Gold price edges up with Trump not pausing tariffs for now

  • Gold prsice bounces off vital support at $2,955 and snaps losing streak. 
  • Markets still favor Gold as the safe bet for any stagflation or recession scenario besides tariffs.
  • Gold bounces off from $2,955 and pops back above $3,010, gaining nearly 1% intraday. 

Gold price (XAU/USD) pops while Equities run higher after their nosedive move on Monday and past Friday. The precious metal trades just above the $3,000 mark at the time of writing on Tuesday. The bounce is supported by a technical element on the one hand and a geopolitical driver on the other. That last one is the tit-for-tat war between China and the United States (US) spiraling out of control. US President Donald Trump threatened to impose an additional 50% tariff on Chinese imports.  

Meanwhile, traders are sending the US yield curve all over the place. At a given point on Monday, investors were betting on five interest rate cuts from the Federal Reserve in 2025, quite a change compared to the one-or-none stance from just a week ago.

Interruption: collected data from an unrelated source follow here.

PR #360, opened 2019-08-11
Assignment 7: The Circle Class

nam-vo:


students/nam_vo/lesson08/circle.py
```diff
@@ -0,0 +1,71 @@
...
+        self.radius = int(value / 2)
+
+    @property
+    def area(self):
+        return math.pi * math.pow(self.radius, 2)
+
+    @classmethod
+    def from_diameter(cls, value):
+        self = cls(int(value / 2))
+        return self
```
natasha-aleksandrova: note you can just return `return cls(int(value) / 2)`

PR #372, opened 2019-08-15
Added python pushups and lesson02 print_grid assignment

alexanderboone96:
To clarify on my print_grid assignment, a name wasn't specified for function 1 so I named it step_one_grid().


students/alexander_boone/lesson02/fizz_buzz.py
```diff
@@ -0,0 +1,16 @@
+# Fizz Buzz Program
+for i in range(100):
```
natasha-aleksandrova: should be ``range(1, 101)`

Treasury Secretary Scott Bessent meanwhile said that already 70 countries have asked to enter in negotiation talks with the US. President Trump will personally be involved in the trade talks. Meanwhile tariffs will not be paused and will remain in effect as talks will be underway.

Daily digest market movers: China marked

  • West Australia’s Gold Road Resources says a scoping study on its flagship asset suggests there is more Gold than first thought, a clear indication that a $3.3 billion takeover bid from its joint venture partner undervalues the company, Financial Review reports. On Tuesday, Gold Road Resources released new data that showed the open-pit mine could hold more ounces underground that can be tapped profitably.
  • The CME FedWatch tool shows chances for an interest rate cut by the Fed in May’s meeting standing at 31.7%, falling back from nearly 50% on Monday. For June, the chances of a rate cut are 96.9%, with a slim 3.1% chance for no rate cut at all.
  • In his latest move, Trump threatened to slap an additional 50% levy on Chinese imports, while Beijing responded by saying it’s prepared to “fight to the end.” Shares in Europe rebounded from the worst three-day loss in five years, while US equity-index futures pointed to gains on Wall Street after Monday’s dizzying swings. Treasuries advanced after Monday’s sharp selloff. Oil gained while Gold climbed for the first time in four days. The US Dollar slipped against major peers, Bloomberg reports. 

Gold Price Technical Analysis: $3,000 handle as red line

Gold, known as a safe haven asset, is unable to withstand selling pressure when market turmoil spreads to all asset classes, as seen in the past few days. That is something to keep in mind, meaning that the precious metal will not recover back to the all-time high at $3,167 in a straight line,  as trade war tensions are set to take place from here on out. 

Looking up, resistances are a bit spread out, with the first cap at $3,040 as the R1 resistance, followed by $3,057, a pivotal level since March 20. Further up, the R2 resistance at $3,097 precedes the current all-time high at $3,167.

On the downside, the pivotal level of the March 14 high at $3,004 roughly coincides with the $3,000 round number and is trying to provide support as writing. If this area does not hold as support, bears can target $2,955, where clearly many buyers were interested in scooping up Gold on Monday. Further down, the S2 support at $2,899 is the last line of defence, with the 55-day Simple Moving Average (SMA) coming in already in advance at $2,930.

XAU/USD: Daily Chart

Tariffs FAQs

Tariffs are customs duties levied on certain merchandise imports or a category of products. Tariffs are designed to help local producers and manufacturers be more competitive in the market by providing a price advantage over similar goods that can be imported. Tariffs are widely used as tools of protectionism, along with trade barriers and import quotas.

Although tariffs and taxes both generate government revenue to fund public goods and services, they have several distinctions. Tariffs are prepaid at the port of entry, while taxes are paid at the time of purchase. Taxes are imposed on individual taxpayers and businesses, while tariffs are paid by importers.

There are two schools of thought among economists regarding the usage of tariffs. While some argue that tariffs are necessary to protect domestic industries and address trade imbalances, others see them as a harmful tool that could potentially drive prices higher over the long term and lead to a damaging trade war by encouraging tit-for-tat tariffs.

During the run-up to the presidential election in November 2024, Donald Trump made it clear that he intends to use tariffs to support the US economy and American producers. In 2024, Mexico, China and Canada accounted for 42% of total US imports. In this period, Mexico stood out as the top exporter with $466.6 billion, according to the US Census Bureau. Hence, Trump wants to focus on these three nations when imposing tariffs. He also plans to use the revenue generated through tariffs to lower personal income taxes.